Work request – Copy each line of the data below with the word "same".

Available data –
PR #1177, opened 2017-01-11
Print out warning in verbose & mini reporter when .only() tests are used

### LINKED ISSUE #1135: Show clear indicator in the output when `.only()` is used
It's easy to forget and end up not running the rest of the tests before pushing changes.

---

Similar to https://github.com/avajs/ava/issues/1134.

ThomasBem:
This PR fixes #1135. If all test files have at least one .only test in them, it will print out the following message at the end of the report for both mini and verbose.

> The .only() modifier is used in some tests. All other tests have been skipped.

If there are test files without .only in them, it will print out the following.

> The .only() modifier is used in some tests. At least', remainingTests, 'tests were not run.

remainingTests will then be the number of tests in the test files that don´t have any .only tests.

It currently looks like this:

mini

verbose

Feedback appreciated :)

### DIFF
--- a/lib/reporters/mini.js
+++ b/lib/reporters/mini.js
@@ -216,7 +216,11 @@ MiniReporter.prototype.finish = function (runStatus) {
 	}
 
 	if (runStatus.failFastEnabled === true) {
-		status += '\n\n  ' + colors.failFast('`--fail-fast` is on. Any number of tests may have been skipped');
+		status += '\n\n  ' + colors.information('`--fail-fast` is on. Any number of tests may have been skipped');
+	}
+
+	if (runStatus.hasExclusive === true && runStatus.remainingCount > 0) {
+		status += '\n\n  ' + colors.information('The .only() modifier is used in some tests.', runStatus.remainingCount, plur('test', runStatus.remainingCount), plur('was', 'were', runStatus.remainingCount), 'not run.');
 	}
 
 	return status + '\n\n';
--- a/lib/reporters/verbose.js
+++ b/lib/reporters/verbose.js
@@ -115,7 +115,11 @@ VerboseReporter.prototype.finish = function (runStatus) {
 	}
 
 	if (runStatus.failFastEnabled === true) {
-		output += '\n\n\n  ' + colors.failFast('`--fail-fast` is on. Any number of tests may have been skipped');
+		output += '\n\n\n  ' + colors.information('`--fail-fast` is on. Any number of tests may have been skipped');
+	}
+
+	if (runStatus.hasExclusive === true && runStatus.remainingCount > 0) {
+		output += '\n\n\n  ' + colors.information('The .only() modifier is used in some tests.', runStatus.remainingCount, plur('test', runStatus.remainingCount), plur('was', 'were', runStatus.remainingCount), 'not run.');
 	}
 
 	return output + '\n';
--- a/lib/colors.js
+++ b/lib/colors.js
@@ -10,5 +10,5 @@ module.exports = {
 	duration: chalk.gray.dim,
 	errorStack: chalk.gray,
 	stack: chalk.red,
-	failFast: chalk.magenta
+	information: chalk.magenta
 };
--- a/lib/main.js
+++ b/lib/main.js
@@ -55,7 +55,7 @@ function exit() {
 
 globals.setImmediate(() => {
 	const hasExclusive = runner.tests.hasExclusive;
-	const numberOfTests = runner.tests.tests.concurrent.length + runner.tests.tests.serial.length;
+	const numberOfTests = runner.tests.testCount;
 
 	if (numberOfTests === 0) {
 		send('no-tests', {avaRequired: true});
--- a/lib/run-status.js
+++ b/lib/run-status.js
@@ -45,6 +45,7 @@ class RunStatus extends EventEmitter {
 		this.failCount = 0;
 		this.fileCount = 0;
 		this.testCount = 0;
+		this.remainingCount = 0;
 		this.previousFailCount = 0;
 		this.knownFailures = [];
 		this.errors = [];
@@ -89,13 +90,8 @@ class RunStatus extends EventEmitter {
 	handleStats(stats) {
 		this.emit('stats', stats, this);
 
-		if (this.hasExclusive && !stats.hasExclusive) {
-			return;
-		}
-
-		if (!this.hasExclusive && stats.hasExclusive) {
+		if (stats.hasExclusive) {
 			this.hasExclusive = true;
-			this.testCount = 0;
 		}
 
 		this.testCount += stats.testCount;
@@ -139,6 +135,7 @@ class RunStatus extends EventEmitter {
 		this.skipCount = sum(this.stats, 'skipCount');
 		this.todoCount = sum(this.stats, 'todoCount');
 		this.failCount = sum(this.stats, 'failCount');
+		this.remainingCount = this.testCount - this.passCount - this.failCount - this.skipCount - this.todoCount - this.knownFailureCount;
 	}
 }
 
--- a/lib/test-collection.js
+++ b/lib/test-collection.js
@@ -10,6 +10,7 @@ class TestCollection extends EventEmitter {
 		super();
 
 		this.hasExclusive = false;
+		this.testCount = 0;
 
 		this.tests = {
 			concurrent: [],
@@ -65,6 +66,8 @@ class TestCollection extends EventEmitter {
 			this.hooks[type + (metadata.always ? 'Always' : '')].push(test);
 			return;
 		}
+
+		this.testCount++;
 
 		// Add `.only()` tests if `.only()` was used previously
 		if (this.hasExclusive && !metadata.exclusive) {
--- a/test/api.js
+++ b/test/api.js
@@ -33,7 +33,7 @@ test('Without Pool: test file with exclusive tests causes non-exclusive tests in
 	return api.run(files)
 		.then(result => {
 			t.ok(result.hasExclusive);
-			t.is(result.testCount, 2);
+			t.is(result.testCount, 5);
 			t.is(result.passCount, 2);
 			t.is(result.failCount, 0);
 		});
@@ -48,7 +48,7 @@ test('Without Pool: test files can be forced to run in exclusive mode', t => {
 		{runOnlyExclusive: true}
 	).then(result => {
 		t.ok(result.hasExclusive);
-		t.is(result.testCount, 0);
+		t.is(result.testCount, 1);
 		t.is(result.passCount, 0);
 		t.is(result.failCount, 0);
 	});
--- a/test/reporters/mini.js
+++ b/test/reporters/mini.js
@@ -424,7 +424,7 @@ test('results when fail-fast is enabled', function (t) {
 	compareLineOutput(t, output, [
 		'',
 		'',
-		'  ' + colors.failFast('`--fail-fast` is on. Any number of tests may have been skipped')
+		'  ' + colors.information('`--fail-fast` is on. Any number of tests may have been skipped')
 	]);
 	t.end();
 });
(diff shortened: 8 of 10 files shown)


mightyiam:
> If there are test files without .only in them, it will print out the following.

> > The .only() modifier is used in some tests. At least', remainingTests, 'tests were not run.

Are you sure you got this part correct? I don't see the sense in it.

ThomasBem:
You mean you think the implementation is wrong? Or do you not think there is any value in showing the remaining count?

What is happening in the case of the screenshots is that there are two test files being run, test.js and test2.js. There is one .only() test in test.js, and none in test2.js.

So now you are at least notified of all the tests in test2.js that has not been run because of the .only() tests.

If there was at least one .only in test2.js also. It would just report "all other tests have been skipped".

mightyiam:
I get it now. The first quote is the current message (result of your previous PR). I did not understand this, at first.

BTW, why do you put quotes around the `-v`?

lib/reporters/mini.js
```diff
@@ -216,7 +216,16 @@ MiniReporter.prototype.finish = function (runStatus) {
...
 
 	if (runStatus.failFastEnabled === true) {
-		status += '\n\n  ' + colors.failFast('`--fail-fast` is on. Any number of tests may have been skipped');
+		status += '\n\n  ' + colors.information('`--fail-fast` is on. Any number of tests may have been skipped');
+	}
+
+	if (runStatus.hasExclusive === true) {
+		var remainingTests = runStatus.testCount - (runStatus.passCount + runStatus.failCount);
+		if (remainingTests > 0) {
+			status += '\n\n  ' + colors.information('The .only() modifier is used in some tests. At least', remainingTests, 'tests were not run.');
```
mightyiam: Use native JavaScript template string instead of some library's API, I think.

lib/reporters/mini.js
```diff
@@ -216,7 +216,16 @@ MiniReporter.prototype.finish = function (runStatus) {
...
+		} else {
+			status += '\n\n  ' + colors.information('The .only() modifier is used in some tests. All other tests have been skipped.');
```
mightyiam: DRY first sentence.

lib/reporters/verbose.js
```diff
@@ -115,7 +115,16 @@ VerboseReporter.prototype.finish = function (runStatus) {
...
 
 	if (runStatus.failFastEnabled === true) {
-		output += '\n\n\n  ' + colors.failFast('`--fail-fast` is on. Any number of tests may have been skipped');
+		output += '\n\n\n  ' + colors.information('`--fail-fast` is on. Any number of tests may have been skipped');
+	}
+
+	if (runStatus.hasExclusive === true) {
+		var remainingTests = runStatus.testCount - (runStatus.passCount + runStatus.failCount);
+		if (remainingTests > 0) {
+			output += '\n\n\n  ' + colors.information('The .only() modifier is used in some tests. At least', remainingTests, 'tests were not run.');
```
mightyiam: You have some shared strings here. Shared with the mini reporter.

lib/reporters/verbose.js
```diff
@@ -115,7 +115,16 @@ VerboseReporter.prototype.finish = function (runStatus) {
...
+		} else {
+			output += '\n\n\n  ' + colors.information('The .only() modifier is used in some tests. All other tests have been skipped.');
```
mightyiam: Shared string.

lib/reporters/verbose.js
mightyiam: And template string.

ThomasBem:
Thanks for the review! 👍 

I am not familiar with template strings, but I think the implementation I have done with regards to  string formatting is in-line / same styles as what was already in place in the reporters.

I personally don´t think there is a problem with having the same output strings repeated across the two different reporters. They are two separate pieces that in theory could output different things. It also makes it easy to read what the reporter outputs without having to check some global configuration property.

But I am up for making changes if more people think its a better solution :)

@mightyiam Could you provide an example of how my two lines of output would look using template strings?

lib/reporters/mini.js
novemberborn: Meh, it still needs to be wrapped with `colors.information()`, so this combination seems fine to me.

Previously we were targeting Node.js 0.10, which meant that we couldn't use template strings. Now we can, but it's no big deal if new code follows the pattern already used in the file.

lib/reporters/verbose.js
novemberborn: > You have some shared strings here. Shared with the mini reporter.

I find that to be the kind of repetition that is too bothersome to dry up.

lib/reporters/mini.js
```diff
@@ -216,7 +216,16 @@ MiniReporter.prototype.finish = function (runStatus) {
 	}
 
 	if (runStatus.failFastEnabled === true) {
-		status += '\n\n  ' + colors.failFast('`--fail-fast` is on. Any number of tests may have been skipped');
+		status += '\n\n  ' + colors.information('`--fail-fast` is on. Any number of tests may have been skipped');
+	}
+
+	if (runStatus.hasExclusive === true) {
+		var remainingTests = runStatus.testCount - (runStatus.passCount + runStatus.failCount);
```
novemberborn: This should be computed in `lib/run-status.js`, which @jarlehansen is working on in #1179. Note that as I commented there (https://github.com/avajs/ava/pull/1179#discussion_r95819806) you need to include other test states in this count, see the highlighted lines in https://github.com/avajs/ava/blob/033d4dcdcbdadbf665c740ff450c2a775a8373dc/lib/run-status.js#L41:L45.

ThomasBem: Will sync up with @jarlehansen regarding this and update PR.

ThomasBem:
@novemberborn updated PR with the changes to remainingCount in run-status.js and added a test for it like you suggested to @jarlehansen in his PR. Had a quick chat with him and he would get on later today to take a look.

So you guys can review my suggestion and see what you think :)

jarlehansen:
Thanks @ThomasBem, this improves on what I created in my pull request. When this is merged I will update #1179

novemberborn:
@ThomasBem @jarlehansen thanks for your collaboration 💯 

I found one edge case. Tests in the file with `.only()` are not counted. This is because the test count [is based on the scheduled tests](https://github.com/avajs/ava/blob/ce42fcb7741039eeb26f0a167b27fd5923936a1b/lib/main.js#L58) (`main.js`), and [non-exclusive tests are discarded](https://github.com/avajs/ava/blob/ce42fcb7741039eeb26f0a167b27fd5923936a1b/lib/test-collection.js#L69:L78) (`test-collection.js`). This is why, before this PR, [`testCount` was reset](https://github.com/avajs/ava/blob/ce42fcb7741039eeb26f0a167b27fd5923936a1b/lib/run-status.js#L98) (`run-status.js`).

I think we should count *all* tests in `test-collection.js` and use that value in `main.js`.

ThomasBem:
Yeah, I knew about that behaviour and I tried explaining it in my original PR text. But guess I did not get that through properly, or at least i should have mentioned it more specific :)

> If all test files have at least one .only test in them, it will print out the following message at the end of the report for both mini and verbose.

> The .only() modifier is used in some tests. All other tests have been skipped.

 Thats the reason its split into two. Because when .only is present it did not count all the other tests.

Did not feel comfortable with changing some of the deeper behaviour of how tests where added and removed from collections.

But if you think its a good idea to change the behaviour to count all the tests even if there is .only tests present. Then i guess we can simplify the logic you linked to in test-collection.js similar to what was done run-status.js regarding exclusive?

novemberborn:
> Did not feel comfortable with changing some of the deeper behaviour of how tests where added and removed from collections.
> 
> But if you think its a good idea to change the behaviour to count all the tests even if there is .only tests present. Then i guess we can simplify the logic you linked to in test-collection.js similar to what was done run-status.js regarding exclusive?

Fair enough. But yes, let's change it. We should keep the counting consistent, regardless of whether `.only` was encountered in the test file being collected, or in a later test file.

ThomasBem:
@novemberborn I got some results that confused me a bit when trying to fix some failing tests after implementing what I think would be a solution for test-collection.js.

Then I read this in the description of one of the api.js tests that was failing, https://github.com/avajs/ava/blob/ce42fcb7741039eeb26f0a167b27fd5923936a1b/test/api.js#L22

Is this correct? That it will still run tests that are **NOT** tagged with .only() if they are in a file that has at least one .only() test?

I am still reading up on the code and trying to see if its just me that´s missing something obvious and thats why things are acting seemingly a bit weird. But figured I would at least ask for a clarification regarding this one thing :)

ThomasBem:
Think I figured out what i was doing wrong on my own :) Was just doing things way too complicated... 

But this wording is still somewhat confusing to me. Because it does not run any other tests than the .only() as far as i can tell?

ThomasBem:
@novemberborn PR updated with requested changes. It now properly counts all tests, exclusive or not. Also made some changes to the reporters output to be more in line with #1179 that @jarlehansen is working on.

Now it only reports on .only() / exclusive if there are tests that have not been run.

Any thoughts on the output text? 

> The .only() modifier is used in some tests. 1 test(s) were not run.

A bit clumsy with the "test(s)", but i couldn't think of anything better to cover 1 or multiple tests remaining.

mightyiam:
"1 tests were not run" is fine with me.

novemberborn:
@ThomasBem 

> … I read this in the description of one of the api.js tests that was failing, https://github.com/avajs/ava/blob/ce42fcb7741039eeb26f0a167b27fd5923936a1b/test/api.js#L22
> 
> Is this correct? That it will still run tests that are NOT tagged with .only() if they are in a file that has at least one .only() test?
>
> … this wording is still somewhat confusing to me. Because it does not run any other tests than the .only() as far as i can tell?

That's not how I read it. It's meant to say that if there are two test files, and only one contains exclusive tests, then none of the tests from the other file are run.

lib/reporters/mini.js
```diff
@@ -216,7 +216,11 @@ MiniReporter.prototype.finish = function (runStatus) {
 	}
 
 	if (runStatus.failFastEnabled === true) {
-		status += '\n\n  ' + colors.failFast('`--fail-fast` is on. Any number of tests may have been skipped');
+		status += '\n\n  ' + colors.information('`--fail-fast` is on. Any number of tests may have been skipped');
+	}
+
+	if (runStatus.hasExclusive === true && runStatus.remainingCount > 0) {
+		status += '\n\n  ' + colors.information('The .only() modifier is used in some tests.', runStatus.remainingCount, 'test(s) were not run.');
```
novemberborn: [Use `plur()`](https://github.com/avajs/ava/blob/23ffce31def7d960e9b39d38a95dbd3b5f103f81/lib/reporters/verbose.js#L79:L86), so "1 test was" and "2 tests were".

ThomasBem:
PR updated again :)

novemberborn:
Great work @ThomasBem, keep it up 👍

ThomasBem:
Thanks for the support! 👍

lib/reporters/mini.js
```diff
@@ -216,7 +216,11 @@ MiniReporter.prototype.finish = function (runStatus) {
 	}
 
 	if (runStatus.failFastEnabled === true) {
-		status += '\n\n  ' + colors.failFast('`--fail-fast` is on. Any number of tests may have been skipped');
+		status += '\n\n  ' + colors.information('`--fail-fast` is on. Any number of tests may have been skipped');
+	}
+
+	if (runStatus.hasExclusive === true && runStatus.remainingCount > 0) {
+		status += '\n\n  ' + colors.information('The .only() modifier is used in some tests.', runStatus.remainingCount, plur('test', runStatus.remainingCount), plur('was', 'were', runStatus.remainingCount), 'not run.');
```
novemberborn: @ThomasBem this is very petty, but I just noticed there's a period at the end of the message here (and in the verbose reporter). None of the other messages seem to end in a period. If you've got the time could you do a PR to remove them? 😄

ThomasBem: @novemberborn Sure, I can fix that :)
...
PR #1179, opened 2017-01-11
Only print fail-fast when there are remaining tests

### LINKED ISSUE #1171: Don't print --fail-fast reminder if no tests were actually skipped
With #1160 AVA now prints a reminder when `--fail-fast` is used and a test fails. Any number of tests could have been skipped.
* * *
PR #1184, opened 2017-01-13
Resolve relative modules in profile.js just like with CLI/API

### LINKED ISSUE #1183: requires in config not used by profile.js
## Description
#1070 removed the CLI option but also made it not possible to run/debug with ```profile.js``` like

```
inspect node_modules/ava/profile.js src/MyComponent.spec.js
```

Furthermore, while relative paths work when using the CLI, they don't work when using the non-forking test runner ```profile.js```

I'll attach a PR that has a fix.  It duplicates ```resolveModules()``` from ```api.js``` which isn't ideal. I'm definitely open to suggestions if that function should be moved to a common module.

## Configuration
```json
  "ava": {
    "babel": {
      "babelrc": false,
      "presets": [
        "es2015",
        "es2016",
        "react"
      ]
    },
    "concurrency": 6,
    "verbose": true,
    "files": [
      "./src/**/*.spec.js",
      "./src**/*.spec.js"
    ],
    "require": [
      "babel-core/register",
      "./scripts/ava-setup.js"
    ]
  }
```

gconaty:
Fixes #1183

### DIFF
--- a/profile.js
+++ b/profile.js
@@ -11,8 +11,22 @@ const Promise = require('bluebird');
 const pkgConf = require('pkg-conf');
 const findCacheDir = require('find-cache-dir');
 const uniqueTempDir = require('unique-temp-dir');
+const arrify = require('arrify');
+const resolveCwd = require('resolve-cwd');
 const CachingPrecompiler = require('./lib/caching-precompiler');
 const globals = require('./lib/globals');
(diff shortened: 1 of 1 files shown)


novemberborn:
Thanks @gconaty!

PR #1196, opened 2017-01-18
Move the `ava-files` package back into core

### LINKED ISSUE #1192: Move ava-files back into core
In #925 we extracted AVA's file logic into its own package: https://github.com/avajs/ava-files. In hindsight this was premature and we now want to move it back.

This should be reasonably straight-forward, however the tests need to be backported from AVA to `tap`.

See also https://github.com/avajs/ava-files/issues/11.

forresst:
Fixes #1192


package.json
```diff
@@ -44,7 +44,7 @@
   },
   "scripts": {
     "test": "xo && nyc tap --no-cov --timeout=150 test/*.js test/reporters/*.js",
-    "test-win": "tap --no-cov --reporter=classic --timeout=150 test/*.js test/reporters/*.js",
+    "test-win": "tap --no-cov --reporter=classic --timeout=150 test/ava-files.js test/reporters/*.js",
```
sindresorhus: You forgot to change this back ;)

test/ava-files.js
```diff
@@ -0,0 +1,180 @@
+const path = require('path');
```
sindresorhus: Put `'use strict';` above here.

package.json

Finished task –
I am not familiar with template strings, but I think the implementation I have done with regards to  string formatting is in-line / same styles as what was already in place in the reporters.
I personally don´t think there is a problem with having the same output strings repeated across the two different reporters. They are two separate pieces that in theory could output different things. It also makes it easy to read what the reporter outputs without having to check some global configuration property.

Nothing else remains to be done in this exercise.